A cozy and easy fall dessert, this Pumpkin Oatmeal Dump Cake combines creamy spiced pumpkin with a crunchy oat topping. Naturally gluten-free and optionally vegan, it’s the perfect treat for chilly evenings or festive gatherings.


Ingredients

1 can (15 oz) pumpkin purée

1/2 cup maple syrup or agave

1/4 cup sugar or coconut sugar

1/2 cup milk of choice

2 tsp pumpkin pie spice

1 tsp cinnamon

1/2 tsp salt

2 tsp pure vanilla extract

1/4 cup rolled oats

3/4 cup oat flour

1/2 tsp baking powder

1/4 cup coconut oil or melted butter

Optional: 1/3 cup chopped pecans or walnuts


Instructions

  1. Preheat the oven to 350°F (175°C) and lightly grease an 8-inch square baking dish.
  2. In a large bowl, mix together the pumpkin purée, maple syrup, sugar, milk, pumpkin pie spice, cinnamon, salt, and vanilla extract until smooth.
  3. Pour the pumpkin mixture into the prepared baking dish and spread it evenly.
  4. In a separate bowl, combine the rolled oats, oat flour, baking powder, and optional nuts.
  5. Drizzle in the melted coconut oil or butter and stir until a crumbly mixture forms.
  6. Sprinkle the oat topping evenly over the pumpkin layer without mixing.
  7. Bake for 35–40 minutes, or until the top is golden and slightly crisp.
  8. Allow to cool for at least 10 minutes before serving.
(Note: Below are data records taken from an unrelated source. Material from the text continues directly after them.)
PR #304, opened 2024-03-22
bib: switch to use `bootc install to-filesystem` (HMS-3453)

mvo5:
This PR switches bib to the version of the images library from PR https://github.com/osbuild/images/pull/462 that defaults to use `bootc install to-filesystem`. Because some things will work differently in this model this PR touches a lot of things:
1. It removes customizations and the `-config` option as we currently have only very limited support for them in the new world (for the iso the customizations are still supported via --iso-config)
2. It updates the README to have a new default example so that users can still play around and login into a generated image (should probably add an example for --iso-config there now though)
3. switches the testing to use the bootc -root-authorized-keys support instead of the previous passwd based testing

This is ready now but I expect test failures until https://github.com/containers/bootc/pull/407 is available in our tested containers.

### DIFF
--- a/README.md
+++ b/README.md
@@ -23,32 +23,35 @@ $ podman machine start
 
 ## 🚀 Examples
 
-The following example builds a [Fedora ELN](https://docs.fedoraproject.org/en-US/eln/) bootable container into a QCOW2 image for the architecture you're running
-the command on.
-
-The `fedora-bootc:eln` base image does not include a default user. This example injects a [user configuration file](#-build-config)
-by adding a volume-mount for the local file as well as the `--config` flag to the bootc-image-builder container.
-
-The following command will create a QCOW2 disk image. First, create `./config.json` as described above to configure user access.
+The following example builds a derrived [Fedora ELN](https://docs.fedoraproject.org/en-US/eln/) bootable container into a QCOW2 image for the architecture you're running the command on.
 
 ```bash
+cat > Containerfile <<'EOF'
+FROM quay.io/centos-bootc/fedora-bootc:eln
+RUN useradd alice --password "$(openssl passwd -6 "bob")" --groups wheel
+EOF
+sudo podman build -f Containerfile -t my-bootc
 sudo podman run \
     --rm \
     -it \
     --privileged \
     --pull=newer \
     --security-opt label=type:unconfined_t \
-    -v $(pwd)/config.json:/config.json \
     -v $(pwd)/output:/output \
+    -v /var/lib/containers/storage:/var/lib/containers/storage \
     quay.io/centos-bootc/bootc-image-builder:latest \
     --type qcow2 \
-    --config /config.json \
-    quay.io/centos-bootc/fedora-bootc:eln
+	--local \
+    localhost/my-bootc
 ```
+
+There is more in-depth discussion how to customize the image and the users in the [bootc documentation](https://bootc-org.gitlab.io/documentation/guide/building.html#logins-and-users).
 
 ### Using local containers
 
-To use containers from local container's storage rather than a registry, we need to ensure two things:
+By default (without the `--local` flag) bootc-image-builder will use
+the podman registry. To use containers from local container's storage,
+we need to ensure two things:
 - the container exists in local storage
 - mount the local container storage
 
@@ -61,12 +64,10 @@ sudo podman run \
     --privileged \
     --pull=newer \
     --security-opt label=type:unconfined_t \
-    -v $(pwd)/config.json:/config.json \
     -v $(pwd)/output:/output \
     -v /var/lib/containers/storage:/var/lib/containers/storage \
     quay.io/centos-bootc/bootc-image-builder:latest \
     --type qcow2 \
-    --config /config.json \
     --local \
     localhost/bootc:eln
 ```
@@ -134,7 +135,6 @@ Usage:
 
 Flags:
       --chown string    chown the ouput directory to match the specified UID:GID
-      --config string   build config file
       --tls-verify      require HTTPS and verify certificates when contacting registries (default true)
       --type string     image type to build [qcow2, ami] (default "qcow2")
 ```
@@ -144,7 +144,6 @@ Flags:
 | Argument         | Description                                                      | Default Value |
 |------------------|------------------------------------------------------------------|:-------------:|
 | **--chown**      | chown the ouput directory to match the specified UID:GID         |       ❌      |
-| **--config**     | Path to a [build config](#-build-config)                         |       ❌      |
 | **--tls-verify** | Require HTTPS and verify certificates when contacting registries |    `true`     |
 | **--type**       | [Image type](#-image-types) to build                             |    `qcow2`    |
 
@@ -261,79 +260,6 @@ The following volumes can be mounted inside the container:
 | `/output` | Used for storing the resulting artifacts               |    ✅     |
 | `/store`  | Used for the [osbuild store](https://www.osbuild.org/) |    No    |
 | `/rpmmd`  | Used for the DNF cache                                 |    No    |
-
-## 📝 Build config
-
-A build config is a JSON file with customizations for the resulting image. A path to the file is passed via  the `--config` argument. The customizations are specified under a `blueprint.customizations` object.
-
-As an example, let's show how you can add a user to the image:
-
-Firstly create a file `./config.json` and put the following content into it:
-
-```json
-{
-  "blueprint": {
-    "customizations": {
-      "user": [
-        {
-          "name": "alice",
-          "password": "bob",
-          "key": "ssh-rsa AAA ... user@email.com",
-          "groups": [
-            "wheel"
-          ]
-        }
-      ]
-    }
-  }
-}
-```
-
-Then, run `bootc-image-builder` with the following arguments:
-
-```bash
-sudo podman run \
-    --rm \
-    -it \
-    --privileged \
-    --pull=newer \
-    --security-opt label=type:unconfined_t \
-    -v $(pwd)/config.json:/config.json \
-    -v $(pwd)/output:/output \
-    quay.io/centos-bootc/bootc-image-builder:latest \
-    --type qcow2 \
-    --config /config.json \
-    quay.io/centos-bootc/fedora-bootc:eln
-```
-
-### Users (`user`, array)
-
-Possible fields:
-
-| Field      | Use                                        | Required |
-|------------|--------------------------------------------|:--------:|
-| `name`     | Name of the user                           |    ✅    |
-| `password` | Unencrypted password                       |    No    |
-| `key`      | Public SSH key contents                    |    No    |
-| `groups`   | An array of secondary to put the user into |    No    |
-
-Example:
-
-```json
-{
-  "user": [
-    {
-      "name": "alice",
-      "password": "bob",
-      "key": "ssh-rsa AAA ... user@email.com",
-      "groups": [
-        "wheel",
-        "admins"
-      ]
-    }
-  ]
-}
-```
 
 ## Building
 
--- a/bib/cmd/bootc-image-builder/image.go
+++ b/bib/cmd/bootc-image-builder/image.go
@@ -261,8 +261,6 @@ func manifestForISO(c *ManifestConfig, rng *rand.Rand) (*manifest.Manifest, erro
 		},
 	}
 
-	img.ISOLabelTmpl = "Container-Installer-%s"
-
 	var customizations *blueprint.Customizations
 	if c.Config != nil && c.Config.Blueprint != nil {
 		customizations = c.Config.Blueprint.Customizations
--- a/bib/cmd/bootc-image-builder/image.go
+++ b/bib/cmd/bootc-image-builder/image.go
@@ -78,8 +78,6 @@ func manifestForDiskImage(c *ManifestConfig, rng *rand.Rand) (*manifest.Manifest
 
 	img := image.NewBootcDiskImage(containerSource)
 	img.Users = users.UsersFromBP(customizations.GetUsers())
-	img.Groups = users.GroupsFromBP(customizations.GetGroups())
-
 	img.KernelOptionsAppend = []string{
 		"rw",
 		// TODO: Drop this as we expect kargs to come from the container image,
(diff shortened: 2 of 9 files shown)


cgwalters:
> It removes customizations and the -config option as we currently have only very limited support for them in the new world

Hmmm...I know I keep saying this but it seems good to try to keep at least some of this.  I haven't dug into the details of the relevant pipelines but as far as I am aware it should be logically equivalent to basically do:

- create filesystems
- run ostree stages
- run blueprint/kickstart type stuff in a container targeting new deployment

- create filesystems
- run bootc install to-filesystem
- run same blueprint/kickstart type stuff

Is the problem here mainly that we've lost an ergonomic way to do "find default deployment root" (subject of some debate in osbuild/osbuild).  That seems pretty easy to fix if so...something like:

```
status=$(mktemp)
bootc install to-filesystem --output-status-json=$status ...
```

And our serialized `status` would have the relative path to deployment.

Or hmmm...maybe actually `bootc install` itself could help spawn a container in the target root itself?  That probably makes a lot of sense actually, as it would help enforce things like only writing to `/etc` and `/var` or so?

cgwalters:
Or maybe a `bootc install mount`?  i.e.:

- <create filesystems using whatever>
- bootc install to-filesystem /path/to/fs
- tmproot=$(mktemp -d)
- bootc install mount-initial-root /path/to/fs ${tmproot}
```

Then one could just directly write to `${tmproot}/etc` and `${tmproot}/var` for example?

**Comment by mvo5** [comment]
> > It removes customizations and the -config option as we currently have only very limited support for them in the new world
[..]
>     * run bootc install to-filesystem
> 
>     * run same blueprint/kickstart type stuff
> Is the problem here mainly that we've lost an ergonomic way to do "find default deployment root" (subject of some debate in osbuild/osbuild). That seems pretty easy to fix if so...something like:
> 
> ```
[..]

Thank you for your thoughts on this! The issue so far was that I had the misconception that we should not write to the deployment root directly. We have ways in osbuild to find the default deployment since https://github.com/osbuild/osbuild/pull/1553 so that should be straightforward. So it seems we could re-add customizations via:
1. write our customization to //ostree/deploy/default/deploy/<hash>.0/etc/* 
2. ensure correct selinux labeling for all the files we touch

If that sounds correct we could look into this in a followup. Unfortunately the main thing we need to re-add would be users so we need to carefully explore this - I would love to look into json user records for this, but it needs at least a configuration change to sshd_config [0]. There is the extra complication that it does not solve the issue of clashing UIDs, i.e. if there is a user created by bib with uid=1000 and the bootc-image (for whatever reason) has files belonging to UID=1000 (for a different username). But that is something we can/could detect and just error (not on day-2 though, that would need support from bootc).

Alternatively we could just keep using the org.osbuild.ostree.passwd stage [1] (which is what we do today).

Thoughts very welcome - but that all sounds like followup material?


[0] https://www.freedesktop.org/software/systemd/man/latest/userdbctl.html#Integration%20with%20SSH
[1] https://github.com/osbuild/osbuild/blob/main/stages/org.osbuild.ostree.passwd#L29

**Comment by cgwalters** [comment]
Yeah, it is possible to create conflicts by configuring users statically both in the disk image and container image today.  (btw I did https://containers.github.io/bootc/building/users-and-groups.html which...doesn't explicitly touch on this but should)

I think we have a design question here: When creating users in bib, should it be static (i.e. we create `/home/someuser` literally in the disk image, or should it actually be done more systemd-sysusers or JSON user record style.

I lean more towards the latter it avoids the physical `/etc/passwd` conflicts - by having both operate dynamically on boot.

This relates to whether SSH keys are maintained via tmpfiles.d in `/etc` or injected statically.

This all said, using sysusers for *interactive* users and JSON user records (or altfiles, or something else) is treading a bit of new ground and it may be simplest to follow the "static" path.

**Comment by cgwalters** [comment]
>  I would love to look into json user records for this, but it needs at least a configuration change to sshd_config [0]. 

It's more than that, systemd-homed isn't enabled in c9s note.  (It's...a giant thing with a lot of system implications, so)

**Comment by achilleas-k** [comment]
So for this PR, do we hold off until we figure out the customization story, or do we merge it and work on post-deploy customizations separately (in the meantime telling users to do everything in the base container)?

**Comment by mvo5** [comment]
Hm, tests fail with:
```
...
 Installed: "centos/grub.cfg"
Trimming boot
fstrim: /run/osbuild/mounts/boot: FITRIM ioctl failed: Function not implemented
ERROR Installing to filesystem: Task Trimming boot failed: ExitStatus(unix_wait_status(256))
  File "/run/osbuild/bin/org.osbuild.bootc.install-to-filesystem", line 50, in <module>
    r = main(args["options"], args["inputs"], args["paths"])
  File "/run/osbuild/bin/org.osbuild.bootc.install-to-filesystem", line 45, in main
    subprocess.run(pargs, env=env, check=True)
  File "/usr/lib64/python3.9/subprocess.py", line 528, in run
subprocess.CalledProcessError: Command '['bootc', 'install', 'to-filesystem', '--source-imgref', 'containers-storage:[overlay@/run/osbuild/containers/storage+/run/containers/storage]65d4b6a5081e0e82e014ea4083e7002cfbc18ee014084063e434f5bc360af85e', '--skip-fetch-check', '--generic-image', '--root-ssh-authorized-keys', '/tmp/bootc-ssh-auth-keys-4aj7p2kw', '--karg', 'rw', '--karg', 'console=tty0', '--karg', 'console=ttyS0', '/run/osbuild/mounts']' returned non-zero exit status 1.
mount/part1 (org.osbuild.fat): umount: /store/tmp/buildroot-tmp-mclvonqd/mounts/boot/efi unmounted
mount/part2 (org.osbuild.ext4): umount: /store/tmp/buildroot-tmp-mclvonqd/mounts/boot unmounted
mount/part3 (org.osbuild.ext4): umount: /store/tmp/buildroot-tmp-mclvonqd/mounts/ unmounted
```

**Comment by achilleas-k** [comment]
Seems https://github.com/containers/bootc/commit/b8f2b6dfd6785a008821ff65c503f96b06f968b6#diff-fe45e8cd8b566039edc4c6a4e80f355754d32078b45e465a407e22e27c39741aR649 should fix that.  What version are we using right now in tests?

**Comment by mvo5** [comment]
> Seems [containers/bootc@b8f2b6d#diff-fe45e8cd8b566039edc4c6a4e80f355754d32078b45e465a407e22e27c39741aR649](https://github.com/containers/bootc/commit/b8f2b6dfd6785a008821ff65c503f96b06f968b6#diff-fe45e8cd8b566039edc4c6a4e80f355754d32078b45e465a407e22e27c39741aR649) should fix that. What version are we using right now in tests?

Thanks! Nice one I'm not sure what we have, maybe we should print this as part of the metadata for the tests what version of bootc is used. I will look into this, will make understanding issues like this a lot easier :)

**Comment by achilleas-k** [comment]
> what version of bootc is used

Since we're pulling containers, the container ID should be enough, but that might be adding extra steps to the debugging process so maybe you're right.  Perhaps running the container and doing a `rpm -qa` would be a good bit of metadata to have.

**Comment by mvo5** [comment]
Hm, this will not work as is I think - centos-bootc is at booc 0.1.7 afaict but we need https://github.com/containers/bootc/pull/407 from 0.1.9 to make the ssh login work. We could explore alternatives of course to the root ssh keys …

File: README.md [hunk 1]
```diff
@@ -262,79 +261,6 @@ The following volumes can be mounted inside the container:
 | `/store`  | Used for the [osbuild store](https://www.osbuild.org/) |    No    |
 | `/rpmmd`  | Used for the DNF cache                                 |    No    |
 
-## 📝 Build config
-
-A build config is a JSON file with customizations for the resulting image. A path to the file is passed via  the `--config` argument. The customizations are specified under a `blueprint.customizations` object.
```
cgwalters, line 267: Would it be helpful to have a realtime sync on this?  I sent an invite.

README.md
```diff
@@ -144,7 +144,6 @@ Flags:
 | Argument         | Description                                                      | Default Value |
 |------------------|------------------------------------------------------------------|:-------------:|
 | **--chown**      | chown the ouput directory to match the specified UID:GID         |       ❌      |
-| **--config**     | Path to a [build config](#-build-config)                         |       ❌      |
```
cgwalters, line 147: The thing is this is used elsewhere so I think we may be partially committed short term.

(There is some things related to this, like the fact I don't quite understand why it's JSON and not TOML as seems would be expected for blueprints, but that's an aside)

bib/cmd/bootc-image-builder/main.go
```diff
@@ -455,11 +473,13 @@ func run() error {
...
 	rootCmd.AddCommand(manifestCmd)
 	manifestCmd.Flags().Bool("tls-verify", true, "require HTTPS and verify certificates when contacting registries")
-	manifestCmd.Flags().String("config", "", "build config file")
+	manifestCmd.Flags().String("iso-config", "", "build config file for the iso")
 	manifestCmd.Flags().String("rpmmd", "/rpmmd", "rpm metadata cache directory")
 	manifestCmd.Flags().String("target-arch", "", "build for the given target architecture (experimental)")
 	manifestCmd.Flags().StringArray("type", []string{"qcow2"}, fmt.Sprintf("image types to build [%s]", allImageTypesString()))
 	manifestCmd.Flags().Bool("local", false, "use a local container rather than a container from a registry")
+	// XXX: hide from help?
+	manifestCmd.Flags().String("experimental-root-ssh-authorized-key", "", "authorized ssh key for root as string")
```
cgwalters, line 482: Not opposed to this, but the more I've been thinking about this (you probably saw) the more I feel we need to build up the story of using blueprints/kickstarts in container builds and align that with disk image generation and not emphasize one-offs like this.

And yes I know I added it to bootc install, but the use case is different there in a way because the bootc install is really low level and I was thinking of it more like a generic low level escape hatch.

But here we can be more opinionated I think.

cgwalters:
> Hm, this will not work as is I think - centos-bootc is at booc 0.1.7 afaict but we need https://github.com/containers/bootc/pull/407 from 0.1.9 to make the ssh login work. We could explore alternatives of course to the root ssh keys …

I am working to unstick this...as you might imagine, Random Process Stuff is holding it up...

mvo5:
> > Seems [containers/bootc@b8f2b6d#diff-fe45e8cd8b566039edc4c6a4e80f355754d32078b45e465a407e22e27c39741aR649](https://github.com/containers/bootc/commit/b8f2b6dfd6785a008821ff65c503f96b06f968b6#diff-fe45e8cd8b566039edc4c6a4e80f355754d32078b45e465a407e22e27c39741aR649) should fix that. What version are we using right now in tests?
> 
> Thanks! Nice one I'm not sure what we have, maybe we should print this as part of the metadata for the tests what version of bootc is used. I will look into this, will make understanding issues like this a lot easier :)
> 
> [edit: looks like this happens with `2024-04-02T17:09:50.1335407Z _ ERROR at setup of test_image_boots[quay.io/centos-bootc/centos-bootc:stream9,raw,arm64]` so maybe just another case of a missing qemu-user syscall? I will investigate]

This is indeed another case of a missing syscall in qemu-user, I attached the fix here and will test/sent it to upstream
[0001-linux-user-Add-FITRIM-ioctl.patch.txt](https://github.com/osbuild/bootc-image-builder/files/14849152/0001-linux-user-Add-FITRIM-ioctl.patch.txt)

README.md
achilleas-k: > I don't quite understand why it's JSON and not TOML

No real (good) reason other than the initial version BIB was heavily based on https://github.com/osbuild/images/blob/main/cmd/build/main.go, which is used for test image builds and it was simpler to use the json formatting for config files.

Since we're moving towards making it more explicit that this config *is* an instance of an Image Builder blueprint, I agree that we should make it a toml to make the connection clearer.

bib/cmd/bootc-image-builder/image.go
```diff
@@ -265,8 +261,6 @@ func manifestForISO(c *ManifestConfig, rng *rand.Rand) (*manifest.Manifest, erro
 		},
 	}
 
-	img.ISOLabelTmpl = "Container-Installer-%s"
```
ondrejbudai, line 268: I think we want something like `img.ISOLabel = fmt.Sprintf("Container-Installer-%s", c.Architecture.String())` here instead. I'm not deeply familiar with ISOs, but I think we should keep the label.

mvo5:
Fwiw, this is being reworked right now so that the `--config` option stays and that user customization works as before (by mounting the deployment root and running the org.osbuild.users stage in this environment), see https://github.com/osbuild/images/compare/main...mvo5:images:bootc-disk-customize-again for the in progress PR that will be split out into smaller ones like https://github.com/osbuild/images/pull/563.

cgwalters:
> This is indeed another case of a missing syscall in qemu-user, I attached the fix here and will test/sent it to upstream
[0001-linux-user-Add-FITRIM-ioctl.patch.txt](https://github.com/osbuild/bootc-image-builder/files/14849152/0001-linux-user-Add-FITRIM-ioctl.patch.txt)

That makes sense and looks generally useful, thoguh https://github.com/containers/bootc/pull/462 is arguably what we should be doing here, right?

cgwalters:
> Fwiw, this is being reworked right now so that the --config option stays

(We covered some of this in relatime chat, but I want to record here too)
I want to apologize as I am sure it seems like I have been giving conflicting messaging here.  It's...complicated.  I really do want to make it easy and nice to bind user state into the container image.  At the same time though, a ton of people are going to enter through Anaconda and set up users and ssh keys there...and it all works by doing the same thing that the bib config is doing in writing to `/etc` and `/var` in the deployment root.

Basically I think there are potential use cases for multiple paths:
- Baking into container image
- Baking into disk image
- Fetching dynamically (cloud-init, FreeIPA, etc.)

In particular an advantage of the disk image flow is that in some cases, it's easier to "secure" the disk image than it is the container image, and having "bootstrap secrets" only in the disk images makes a lot of sense.

mvo5:
Given that we agreed we cannot drop customizations I close this one, the latest approach (that keeps customizations) is in https://github.com/osbuild/bootc-image-builder/pull/342

bib/cmd/bootc-image-builder/image.go
mvo5: Thank you! I fixed this in https://github.com/osbuild/bootc-image-builder/pull/342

Enjoy warm or chilled with whipped cream or ice cream if desired.

Notes

To make it vegan, use plant-based milk and coconut oil or vegan butter.

Certified gluten-free oats make this dessert gluten-free.

Add shredded apple to the filling for extra texture and sweetness.

Sprinkle chocolate chips on top for a chocolatey variation.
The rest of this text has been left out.